What is required:
Take each line from the entries that holds "listStart" and copy it out.

(Records from a dataset)
◇ ◇ ◇

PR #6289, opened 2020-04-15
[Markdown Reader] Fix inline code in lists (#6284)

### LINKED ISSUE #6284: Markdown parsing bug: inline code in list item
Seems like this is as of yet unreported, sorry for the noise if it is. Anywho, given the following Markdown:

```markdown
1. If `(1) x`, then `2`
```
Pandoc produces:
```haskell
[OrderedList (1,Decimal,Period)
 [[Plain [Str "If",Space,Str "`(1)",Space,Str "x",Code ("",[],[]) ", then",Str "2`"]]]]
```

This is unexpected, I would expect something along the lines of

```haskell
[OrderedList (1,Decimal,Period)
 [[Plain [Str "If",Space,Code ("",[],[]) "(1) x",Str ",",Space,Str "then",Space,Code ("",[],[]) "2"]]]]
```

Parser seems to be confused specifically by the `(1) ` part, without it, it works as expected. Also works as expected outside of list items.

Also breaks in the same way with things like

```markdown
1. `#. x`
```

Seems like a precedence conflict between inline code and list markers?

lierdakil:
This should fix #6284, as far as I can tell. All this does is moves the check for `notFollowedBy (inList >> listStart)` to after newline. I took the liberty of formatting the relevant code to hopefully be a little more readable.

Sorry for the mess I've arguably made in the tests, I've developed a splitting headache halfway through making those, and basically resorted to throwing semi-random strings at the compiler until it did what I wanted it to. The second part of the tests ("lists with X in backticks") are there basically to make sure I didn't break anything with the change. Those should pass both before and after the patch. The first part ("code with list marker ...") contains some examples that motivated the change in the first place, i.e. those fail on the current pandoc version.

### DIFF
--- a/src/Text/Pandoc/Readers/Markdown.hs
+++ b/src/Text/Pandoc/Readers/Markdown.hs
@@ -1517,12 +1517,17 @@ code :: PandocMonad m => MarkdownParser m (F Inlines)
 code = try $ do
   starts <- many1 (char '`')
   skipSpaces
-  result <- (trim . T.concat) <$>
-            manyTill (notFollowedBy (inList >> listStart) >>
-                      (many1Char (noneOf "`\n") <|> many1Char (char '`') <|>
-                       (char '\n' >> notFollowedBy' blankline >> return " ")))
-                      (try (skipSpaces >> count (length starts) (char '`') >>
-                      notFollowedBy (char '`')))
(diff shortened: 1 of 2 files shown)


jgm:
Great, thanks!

◇ ◇ ◇

Result:
This should fix #6284, as far as I can tell. All this does is moves the check for `notFollowedBy (inList >> listStart)` to after newline. I took the liberty of formatting the relevant code to hopefully be a little more readable.
-            manyTill (notFollowedBy (inList >> listStart) >>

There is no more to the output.